After the CSV is produced, I want to run a function that uploads the CSV as an attachment and assigns it to the ontology object. However, I’m running into an issue: the attachment upload API expects a local file path, but the CSV exists only as a Foundry dataset path.

from functions.api import function, OntologyEdit
from ontology_sdk import FoundryClient
from ontology_sdk.ontology.objects import BuilderAttachmentDataset

@function(edits=[BuilderAttachmentDataset])
def create_csv_attachment(object: BuilderAttachmentDataset) -> list[OntologyEdit]:
    client = FoundryClient()
    ontology_edits = client.ontology.edits()
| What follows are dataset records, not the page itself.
PR #2205, opened 2026-07-24
[MISC] Fail rig groups that inherit an unrelated pytest config; skip order-dependent connector tests

chandrasekharan-zipstack:
## Why

Two related test-rig defects surfaced while wiring cloud CI onto the rig.

**1. A group can silently inherit another project's pytest config.**
The rig runs `cd <workdir> && pytest <paths>` and never pins the config file. pytest resolves config by walking *up* from the workdir, so a group whose workdir is a nested project without its own config adopts its parent's `addopts` — coverage targets, `--strict-config` — and fails for reasons that have nothing to do with its tests. Observed symptom: `ERROR: Unknown config option: asyncio_mode` followed by `no tests ran`, and a tier exit 4.

`--rootdir` does **not** fix this (verified empirically — it moves rootdir but leaves ini-file discovery alone). Only an own config section, or `-c`, does.

This matters beyond the one case: `workers/plugins/` holds 11 nested projects, each a future instance of the same trap.

**2. Several connector tests are order-dependent and dormant.**
They share a fixed table (or remote path) across test methods with no working teardown — several `tearDown` bodies are a bare `pass` with the drops commented out. They are inert only because their credentials aren't provisioned, so the breakage would appear as a surprise the moment someone adds them.

## What

- `_resolve_pytest_configfile()` mirrors pytest's upward search; `_config_isolation_error()` fails a group up front when the resolved config belongs to neither its workdir nor the repo root, with a message naming the offending file and the fix.
  - Inheriting the **repo-root** config stays allowed — that's the normal monorepo case, and `unit-core` / `unit-platform-service` rely on it today.
- Explicit `@unittest.skip` with the reason stated on the 7 dormant connector test classes and the 2 SharePoint tests, so enabling credentials becomes a deliberate step.
  - The **postgres** variant is deliberately untouched: it runs today and is being fixed rather than skipped.

## Verification

- Guardrail checked against all **18** existing pytest groups — none rejected.
- Rig self-tests: **86 passed, 1 skipped** (5 new tests cover own-config, root-config, and nested-sibling-config cases).

### DIFF
--- a/tests/rig/cli.py
+++ b/tests/rig/cli.py
@@ -30,6 +30,7 @@ from tests.rig.groups import (
     REPO_ROOT,
     TIERS,
     GroupDefinition,
+    MigrateSpec,
     load_groups,
 )
 from tests.rig.reporting import (
@@ -63,6 +64,11 @@ _PYTEST_PLUGIN_DIR = REPO_ROOT / "tests" / "rig" / "pytest_plugin"
 
 # saxutils.escape leaves quotes alone, which is wrong inside an attribute.
 _XML_ATTR_ESCAPES = {'"': "&quot;"}
+
+# Cap the pre-group `manage.py migrate`. It runs outside the group's own
+# timeout budget, so without this a wedged connection hangs the job to the CI
+# ceiling.
+_MIGRATE_TIMEOUT_SECONDS = 300
 
 
 @lru_cache(maxsize=1)
@@ -456,14 +462,31 @@ def cmd_run(args: argparse.Namespace) -> int:
             endpoints = runtime.up()
         elif needs_services and not args.dry_run:
             # Infra-only: testcontainers Postgres/Redis/etc., no platform
-            # services. ponytail: up() starts the full infra set even if a run
-            # only needs Postgres; trim to the requested services if startup
-            # cost ever matters.
+            # services. up() starts the full infra set even if a run only needs
+            # Postgres; trim to the requested services if startup cost matters.
             runtime = TestcontainersRuntime()
             print(
                 f"[rig] bringing infra up via runtime={runtime.name} (requires_services)"
             )
             endpoints = runtime.up()
+
+        # Schema for the database the rig just provisioned. Guarded on
+        # `postgres_url` so it only fires for a rig-owned container: under the
+        # compose runtime the platform's own backend migrates on startup, and
+        # migrating its database from here would be both redundant and wrong.
+        if endpoints is not None and manifest.postgres_migrate is not None:
+            postgres_url = endpoints.infra.postgres_url
+            if postgres_url:
+                migrate_exit = _run_migrations(
+                    manifest.postgres_migrate, postgres_url=postgres_url
+                )
+                if migrate_exit != 0:
+                    # Every DB-backed test would skip on a missing table, which
+                    # reads as "nothing to run" rather than a broken database.
+                    raise RuntimeError(
+                        f"migrations failed against the provisioned database "
+                        f"(exit {migrate_exit}); aborting before any group runs"
+                    )
 
         # Groups run in topo order, so a dependency's result is always known by
         # the time its dependents come up. A red dep means the precondition it
@@ -730,7 +753,17 @@ def _inject_infra_env(
         return
     infra = endpoints.infra
     if "postgres" in group.requires_services and infra.postgres_url:
-        env.update(_db_env_from_postgres_url(infra.postgres_url))
+        db_env = _db_env_from_postgres_url(infra.postgres_url)
+        env.update(db_env)
+        # A rig-provisioned Postgres is bare — `public` is the only schema it
+        # has. Groups needing another one declare DB_SCHEMA themselves.
+        env.setdefault("DB_SCHEMA", "public")
+        db_env["DB_SCHEMA"] = env["DB_SCHEMA"]
+        # The workers' real-Postgres fixtures read TEST_DB_* so that a developer
+        # run keeps pointing at their own compose database. Mirror the
+        # provisioned values onto that prefix, or those tests silently connect
+        # to the dev-compose defaults instead of the container the rig started.
+        env.update({f"TEST_{key}": value for key, value in db_env.items()})
     if "minio" in group.requires_services and infra.minio_endpoint:
         # http: this is a local, throwaway testcontainers MinIO with no TLS.
         env.setdefault(
@@ -840,27 +873,12 @@ def _execute_group(
     if group.runner == "hurl":
         cmd = _hurl_command(group, workdir)
         exit_code = _spawn(cmd, env=env, cwd=workdir, timeout=timeout)
-        # Match the exit.txt write's defensive handling: a read-only reports
-        # dir or full disk shouldn't abort the whole run and orphan completed
-        # groups before the summary renders.
-        try:
-            _write_synthetic_junit(junit, group.name, exit_code)
-        except OSError as err:
-            print(
-                f"[rig] could not write synthetic junit for {group.name}: {err}",
-                file=sys.stderr,
-            )
+        _write_synthetic_junit_safe(junit, group.name, exit_code)
     elif (isolation_error := _config_isolation_error(group, workdir)) is not None:
         print(isolation_error, file=sys.stderr)
         # 4 is pytest's usage-error code, so this gates like any hard failure.
         exit_code = 4
-        try:
-            _write_synthetic_junit(junit, group.name, exit_code)
-        except OSError as err:
-            print(
-                f"[rig] could not write synthetic junit for {group.name}: {err}",
-                file=sys.stderr,
-            )
+        _write_synthetic_junit_safe(junit, group.name, exit_code)
     else:
         cmd = _pytest_command(
             group,
@@ -928,6 +946,45 @@ def _prepare_group_env(group: GroupDefinition, *, env: dict[str, str]) -> None:
     # NOTE: rig pytest plugins (pytest-timeout, pytest-md-report, etc.) are
     # injected via `uv run --with ...` in _pytest_command, not installed here.
     # That avoids losing them on the next `uv run` (which re-syncs the venv).
+
+
+def _run_migrations(spec: MigrateSpec, *, postgres_url: str) -> int:
+    """Apply Django migrations to the rig-provisioned database.
+
+    Runs once, right after the container is up and before any group, because the
+    schema is a property of the database rather than of a group. Only the
+    migrating project's own Django settings are layered over the connection env
+    — a group's environment is irrelevant here and may not even exist yet.
+    """
+    env = {
+        **os.environ,
+        **_db_env_from_postgres_url(postgres_url),
+        # A rig-provisioned Postgres is bare; `public` is the only schema it has.
+        "DB_SCHEMA": "public",
+        **spec.env,
+    }
+    workdir = spec.absolute_workdir()
+    base = ["uv", "run", "python"] if shutil.which("uv") else [sys.executable]
+    cmd = [*base, "manage.py", "migrate", *spec.apps, "--noinput"]
+    print(
+        f"[rig] migrating provisioned database via {spec.workdir}: "
+        f"{' '.join(spec.apps) or 'all apps'}"
+    )
+    return _spawn(cmd, env=env, cwd=workdir, timeout=_MIGRATE_TIMEOUT_SECONDS)
+
+
+def _write_synthetic_junit_safe(path: Path, group_name: str, exit_code: int) -> None:
+    """Mirror the exit.txt write's defensive handling: a read-only reports dir
+    or full disk shouldn't abort the whole run and orphan completed groups
+    before the summary renders.
+    """
+    try:
+        _write_synthetic_junit(path, group_name, exit_code)
+    except OSError as err:
+        print(
+            f"[rig] could not write synthetic junit for {group_name}: {err}",
+            file=sys.stderr,
+        )
 
 
 def _pytest_base_cmd(group: GroupDefinition, workdir: Path) -> list[str]:
@@ -1074,7 +1131,8 @@ def _hurl_command(group: GroupDefinition, workdir: Path) -> list[str]:
 
 
 def _write_synthetic_junit(path: Path, group_name: str, exit_code: int) -> None:
-    """Synthesise a JUnit XML for hurl runs.
+    """Synthesise a JUnit XML for a group pytest never wrote one for (hurl runs,
+    or a group whose pre-run migration failed).
 
     Exit 5 ("no tests collected") must produce failures=0; otherwise an empty
     hurl group would show ⚪ via :class:`GroupResult` while also being counted
--- a/tests/rig/cli.py
+++ b/tests/rig/cli.py
@@ -850,6 +850,17 @@ def _execute_group(
                 f"[rig] could not write synthetic junit for {group.name}: {err}",
                 file=sys.stderr,
             )
+    elif (isolation_error := _config_isolation_error(group, workdir)) is not None:
+        print(isolation_error, file=sys.stderr)
+        # 4 is pytest's usage-error code, so this gates like any hard failure.
+        exit_code = 4
+        try:
+            _write_synthetic_junit(junit, group.name, exit_code)
+        except OSError as err:
+            print(
+                f"[rig] could not write synthetic junit for {group.name}: {err}",
+                file=sys.stderr,
+            )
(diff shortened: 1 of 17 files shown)


workers/tests/conftest.py
```diff
@@ -200,6 +200,80 @@ def pg_client(pg_conn):
...
+# one physical table, and the reaper/sweeper paths scan *all* rows — so a whole-
+# table assertion in one worker sees another worker's rows. Give each worker its
+# own schema (the raw-connection equivalent of Django's per-worker database) and
+# truncate between tests, since a raw connection carries committed rows to the
+# next test with no rollback.
+
+
+def _worker_pg_schema() -> str:
+    worker = os.getenv("PYTEST_XDIST_WORKER", "")
+    return f"test_{worker}" if worker else "public"
```
praveen-formido: **Hardcoding `public` here disables the whole real-PG suite on a developer machine.**

`create_pg_connection` defaults `{prefix}SCHEMA` to `unstract` (`queue_backend/pg_queue/connection.py`), and nothing else in the tree sets `TEST_DB_SCHEMA`. So before this PR a local `pytest workers/tests -m integration` connected with `search_path=unstract` — where `backend migrate` actually put the pg_queue tables in dev.

After this PR, `_pg_worker_schema_env` unconditionally sets `TEST_DB_SCHEMA=public` (serial run → `_worker_pg_schema()` returns `"public"`). `pg_conn`'s `SELECT to_regclass('pg_queue_message')` then resolves against `public`, finds nothing, and every one of the ~100 real-Postgres tests hits `_skip_or_fail_no_pg("pg_queue migration not applied")`. Under xdist locally it's the same outcome by a different route: the clone source `public.pg_barrier_state` doesn't exist, so no schema is created and the tests skip anyway.

CI is fine because the rig injects `DB_SCHEMA=public` and migrates into `public` — but the new test's own docstring in `test_cli.py` says "a developer run keeps hitting their own compose DB", and this breaks precisely that.

Suggest deriving the base schema instead of literalising it:

```python
def _base_pg_schema() -> str:
    return os.getenv("TEST_DB_SCHEMA") or os.getenv("DB_SCHEMA") or "unstract"

def _worker_pg_schema() -> str:
    worker = os.getenv("PYTEST_XDIST_WORKER", "")
    return f"test_{worker}" if worker else _base_pg_schema()
```

and using that same base as the clone source in `_pg_worker_schema` (both the `to_regclass('public.pg_barrier_state')` probe and `LIKE public.{table}`), rather than `public`.

workers/tests/conftest.py
```diff
@@ -200,6 +200,80 @@ def pg_client(pg_conn):
...
+                                f"(LIKE public.{table} INCLUDING ALL)"
+                            )
+                conn.commit()
+            finally:
+                conn.close()
+    yield schema
+
+
+@pytest.fixture(autouse=True)
+def _pg_worker_schema_env(_restore_os_environ, _pg_worker_schema):
```
praveen-formido: **This is `autouse` with no marker/fixture gate, so it opens a Postgres connection before every test in the suite — including the DB-free unit lane.**

`workers/tests` has ~660 test functions and the `unit-workers` group runs `-m "not integration"` with no Postgres provisioned. `integration_pg_conn()` → `create_pg_connection()` retries transient `OperationalError` 3× with 0.5 s → 1.0 s backoff before raising, so each of those tests pays ~1.5 s of pure `time.sleep` inside `contextlib.suppress`. That's ~16 minutes of sleep spread across the xdist workers, against a 600 s group timeout — and it buys nothing, because those tests never touch a database.

Three ways out, roughly in order of preference:

1. Resolve reachability once in the session fixture and short-circuit — `_pg_worker_schema` already connects; have it yield `None`/a sentinel when Postgres is unreachable and skip the truncate entirely.
2. Drop `autouse` and have the real-PG fixtures (`pg_conn`, `barrier_db`, `dedup_db`, `lock_db`, `barrier_conn`) depend on it — that's the same set `pytest_collection_modifyitems` already enumerates for auto-marking, so it stays in one place.
3. At minimum, set `WORKER_PG_QUEUE_CONNECT_RETRIES=1` for this path so a miss costs one refused connect rather than 1.5 s.

Option 2 also stops the fixture mutating `DB_SCHEMA`/`TEST_DB_SCHEMA` for hundreds of tests that have no interest in either.

tests/rig/cli.py
```diff
@@ -933,6 +1003,62 @@ def _pytest_base_cmd(group: GroupDefinition, workdir: Path) -> list[str]:
...
+)
+
+
+def _resolve_pytest_configfile(workdir: Path) -> Path | None:
+    """Find the config file pytest would adopt when invoked from `workdir`.
+
+    Mirrors pytest's upward search. `pytest.ini` counts even when empty; the
+    shared files only count when they carry a pytest section.
+    """
+    for directory in [workdir, *workdir.parents]:
```
praveen-formido, line 1040: The walk starts at `workdir`, but pytest starts ini discovery at **the common ancestor of the args** and only falls back to cwd when no path args exist. The rig always passes `paths`, so the two disagree whenever `paths` reach into a subdirectory.

Concretely, for the very shape this guardrail exists to catch:

```yaml
workdir: workers
paths: [plugins/agentic_table/tests]
```

pytest resolves from `workers/plugins/agentic_table/tests` upward and adopts `workers/pyproject.toml` — the inherited-parent-config bug. The guardrail resolves from `workers`, finds `workers/pyproject.toml`, sees `configfile.parent == workdir`, and passes it.

It only fires when the *workdir itself* is the nested project. Resolving from `os.path.commonpath(group.absolute_paths())` instead would match pytest and cover both spellings.

tests/rig/cli.py
```diff
@@ -840,16 +875,12 @@ def _execute_group(
...
-        # groups before the summary renders.
-        try:
-            _write_synthetic_junit(junit, group.name, exit_code)
-        except OSError as err:
-            print(
-                f"[rig] could not write synthetic junit for {group.name}: {err}",
-                file=sys.stderr,
-            )
+        _write_synthetic_junit_safe(junit, group.name, exit_code)
+    elif (isolation_error := _config_isolation_error(group, workdir)) is not None:
```
praveen-formido, line 892: This check depends only on the manifest and the filesystem, yet it runs here — after `_prepare_group_env` has already done `uv sync`, and after infra/platform bring-up in `cmd_run`. A misconfigured group burns a container stack and a dep sync before being told its config is wrong.

Since `load_groups` already does this class of validation (`_validate_paths`, `_validate_no_cycles`, `_validate_platform_groups_depend_on_gate`), running it there too would make `python -m tests.rig validate` catch it in seconds — and catch it in review rather than mid-run. Keeping this run-time gate as well is fine; it's the only place that can produce a per-group junit.

pk-zipstack (commented):
## Review

The config-isolation guardrail is a good catch and well-tested — `_resolve_pytest_configfile` mirrors pytest's file precedence correctly, allowing repo-root inheritance is the right call, and `_build_postgres_migrate` validating `manage.py` at load time is exactly where that check belongs.

Most of my concerns are in the parts the PR description doesn't cover. The title/body describe (1) the guardrail and (2) the connector skips, but the diff also adds a new manifest feature (`defaults.postgres_migrate` + parsing/validation/execution), the `TEST_DB_*` env mirror, and per-worker Postgres schema isolation in `workers/tests/conftest.py`. That last one carries the real risk here, and a reviewer keying off the description would skip straight past it. Worth expanding the body.

### Ranked

1. **`TEST_DB_SCHEMA` is forced to `public`, which silently disables the real-PG suite on developer machines** — `workers/tests/conftest.py` (inline).
2. **Autouse per-test Postgres connect adds ~1.5 s/test of retry backoff to the DB-free unit lane** — `workers/tests/conftest.py` (inline).
3. Guardrail resolves config from `workdir`, pytest resolves from the args' common ancestor — a false negative on the `workers/plugins/` shape the PR is guarding against (inline).
4. Guardrail is a run-time check behind `uv sync` + infra bring-up rather than a load-time validation (inline).
5. Smaller items inline: `spec.env` precedence in `_run_migrations`, `update` vs `setdefault` for the `TEST_*` mirror, substring config-section detection, `_write_synthetic_junit` docstring drift.

### Nits (not worth blocking)

- `test_sharepoint_fs.py`: stacking `@unittest.skip` above `@unittest.skipUnless` makes the inner decorator dead — the outer skip always wins and overwrites the reason. Same net effect, but the intent reads better if the `skipUnless` goes or gets a note saying it's kept for when the outer one is lifted.
- `_pg_worker_schema` imports `QUEUE_TABLES` unconditionally but only uses it when `schema != "public"`.
- `tests/README.md`: the `postgres_migrate` row sits in the per-group options table with a parenthetical explaining it is *not* a per-group key. That's a sign it wants its own short subsection.
- The connector-test diffs mix the `@unittest.skip` change with unrelated import reordering and line-length reflows. Harmless, just noise in the blame.

### Things that check out

- `LIKE ... INCLUDING ALL` does preserve the `expires_at > created_at` CHECK and the partial `state='ready'` index, so `test_expires_at_must_exceed_created_at` stays meaningful against the clone.
- The migration guard on `endpoints.infra.postgres_url` is correct — only `TestcontainersRuntime` populates it, so compose/local runs can't trigger a migrate against a real database.
- `last_progress_at` added to the raw inserts in `test_pg_barrier.py` matches `0001_initial_squashed` (`DateTimeField(default=timezone.now)`, no DB-level default after Django's AddField).

tests/rig/cli.py
```diff
@@ -919,6 +950,45 @@ def _prepare_group_env(group: GroupDefinition, *, env: dict[str, str]) -> None:
...
+    schema is a property of the database rather than of a group. Only the
+    migrating project's own Django settings are layered over the connection env
+    — a group's environment is irrelevant here and may not even exist yet.
+    """
+    env = {
+        **os.environ,
+        **_db_env_from_postgres_url(postgres_url),
+        # A rig-provisioned Postgres is bare; `public` is the only schema it has.
+        "DB_SCHEMA": "public",
+        **spec.env,
```
praveen-formido, line 980: `**spec.env` lands *after* `_db_env_from_postgres_url(postgres_url)`, so a `DB_HOST`/`DB_NAME`/`DB_USER` in `defaults.postgres_migrate.env` silently wins over the provisioned container's connection — migrations would land in a different database than the groups then test against, with nothing in the output saying so.

Today's manifest is safe (the `backend_test_env` anchor carries no `DB_*` connection keys), but that anchor is now shared with `unit-backend`/`integration-backend`, so a var added for one purpose silently changes the other. Either put `**spec.env` first and let the derived connection vars win, or reject connection keys in `_build_postgres_migrate` — that function already validates shape, so it's the natural place.

tests/rig/cli.py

    final3_csv_path = "/REDACTED/.../CSV Datasets Storage/Final3Object"
    # final2_csv_path = '' // there will be ab 5 csv paths total in this dataset

    if object.dataset == "Final 3":
        attachment = client.ontology.attachments.upload(
            file_path=final3_csv_path, attachment_name="final3.csv"
        )
        editable_object = ontology_edits.objects.BuilderAttachmentDataset.edit(object)
        editable_object.attachment = attachment
        return ontology_edits.get_edits()
    else:
        return []

The idea is that the CSVs will be regenerated weekly or so, and the ontology attachments will update accordingly. Then, in Workshop, I can use an object card with an attachment property so users can download the full dataset directly (see image ex below)—bypassing the 200k row limit.

I’m running into issues dynamically assigning attachments to this new attachment-storing dataset (which should only store five rows total). Is there a solution for this, or a better approach I should consider?